Montag, 27. Mai 2013

Eine typisch israelische Begegnung

Ich habe es schon in meiner 10-Jahresbilanz erwähnt, dass Hilfsbereitschaft und Zusammenhalt die israelische Gesellschaft besonders auszeichnen. Das geht sicher zum einen auf die jüdische Geschichte in der Diaspora zurück, zum anderen auf den besonderen Charakter dieses so erbittert umkämpften Staates. Zudem ist die "Mitzva" - die gute Tat am Mitmenschen - ein religiöses Gebot.
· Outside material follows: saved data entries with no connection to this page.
PR #425, opened 2023-06-09
feat: added extendSession() method to Browser Client

justin-fiedler:
### Summary

** Add extendSession() method to Browser SDK to allow customers to extend the current session without sending events / using quota.

```typescript
amplitude.extendSession();
```

### Checklist

### DIFF
--- a/packages/analytics-browser/test/browser-client.test.ts
+++ b/packages/analytics-browser/test/browser-client.test.ts
@@ -570,7 +570,7 @@ describe('browser-client', () => {
       const eventTime1 = client.config.lastEventTime ?? -1;
       expect(eventTime1 > 0).toBeTruthy();
 
-      // wait for session to almost expire
+      // wait for session to almost expire, then extend it
       await new Promise<void>((resolve) =>
         setTimeout(() => {
           client.extendSession();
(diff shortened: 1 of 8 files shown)


packages/analytics-browser/test/browser-client.test.ts
```diff
@@ -551,6 +551,92 @@ describe('browser-client', () => {
...
+          await client.track('test 3').promise;
+          resolve();
+        }, 21),
+      );
+      // assert session id is changed
+      expect(client.config.sessionId).not.toBe(firstSessionId);
+      expect(client.config.sessionId ?? -1 > firstSessionId).toBeTruthy();
+    });
+
+    test('should extendSession using proxy', async () => {
```
Mercy811, line 617: How's the testing code reflecting that a proxy is used?

Mercy811 (approved):

yuhao900914 (approved):

packages/analytics-browser/test/browser-client.test.ts
justin-fiedler: It fakes it by not calling init() under after calling other methods, causing them to be queued and run upon init(), similar to the proxy.

kevinpagtakhan:
we should also update the snippet loader to include the new public facing method

PR #428, opened 2023-06-13
feat: add option for instance name

kevinpagtakhan:
### Summary

Add options for instance name to be used for Analytics connector

```ts
amplitude.init(API_KEY, {
  instanceName: 'env',
});
```

### Checklist


justin-fiedler (commented):
Changes look good for AnalyticsConnector.

Wondering if we should also use `instanceName` for Storage creation like in the Mobile SDKs  i.e. all instances with the same name also share the same storage.

kevinpagtakhan:
> all instances with the same name also share the same storage.

Are they not using api key?

qingzhuozhen (approved):

justin-fiedler (approved):

tmchow:
@kevinpagtakhan what exactly is this for? are there docs explaining this attribute?

PR #517, opened 2026-06-26
Retry indefinitively when we get a connection error in async mode. Fi…

elecharny:
…xed a potential NPE. Made the oneFilter optional in annotations


elecharny:
Replaced by another PR (489-retry)

PR #526, opened 2026-07-08
Remove deprecated finalize

### LINKED ISSUE #475: Remove the finalize() methods from the code
The `finalize()` method has been deprecated in Java 8 and will be removed at some point.

It's implemented in the following classes:

- `AbstractSimpleJndiService`
- `JndiServices`

We should remove those calls, and explicitly call a cleanup method instead

Kcchouette:
Fix #475 

- Implement AutoCloseable on JndiServices
- Replace finalize() with proper close() method
- Simplify AbstractSimpleJndiService.close() delegation
- Add unit tests for close() behavior


elecharny:
Patch applied.
Thanks!

Issue #341, opened 2025-02-18
A clean phase may eat a lot of memory


elecharny:
While doing a clean (ie deleting all the entries present in the target but not anymore in the source), we end doing that:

Und es ist - meistens zumindest - einfach nett, dass man sich als Teil einer größeren Gemeinschaft fühlen kann und es zwischenmenschlich weniger kühle Distanz gibt.

Gestern hatte ich eine für hier typische Begegnung:

Auf mein inseriertes Gesuch nach Umzugskisten vor zwei Wochen hatte ich sofort mehrere freundliche Antworten bekommen. Eine bot mir die Containerkartons ihrer eben erst aus Australien eingetroffenen Mutter an. Als ich diese gestern abholen ging, traf ich eine höchst dynamische Dame in einer noch fast leeren Wohnung an. Sofort bekam ich einen Rundgang durch ihr neues Zuhause während sie mir wortreich (und ein bisschen stolz) erklärte, wie und warum sie dieses und jenes nach ihren Vorstellungen renoviert hat. Schlafzimmer, Badezimmer, Kleider- und Wäscheschrank - alles wurde mir begeistert gezeigt und erklärt, so nett.

Natürlich kam schnell auch die Frage auf, ob wir womöglich gemeinsame Bekannte oder Familie im Ausland haben. Haben wir wohl nicht, aber auszuschließen ist es auch nicht.

Die bereits ausgepackten Kartons selbst warteten säuberlich zusammengefaltet und aufgestapelt im Abstellraum. Inklusive Einwickelpapier für Geschirr. Das hätte sie allerdings nicht extra glattgestrichen und gefaltet, betonte sie fast entschuldigend. (Das wäre auch überhaupt nicht typisch israelisch gewesen.)

Kartons haben wir jetzt auf jeden Fall genug. Das ist doch was.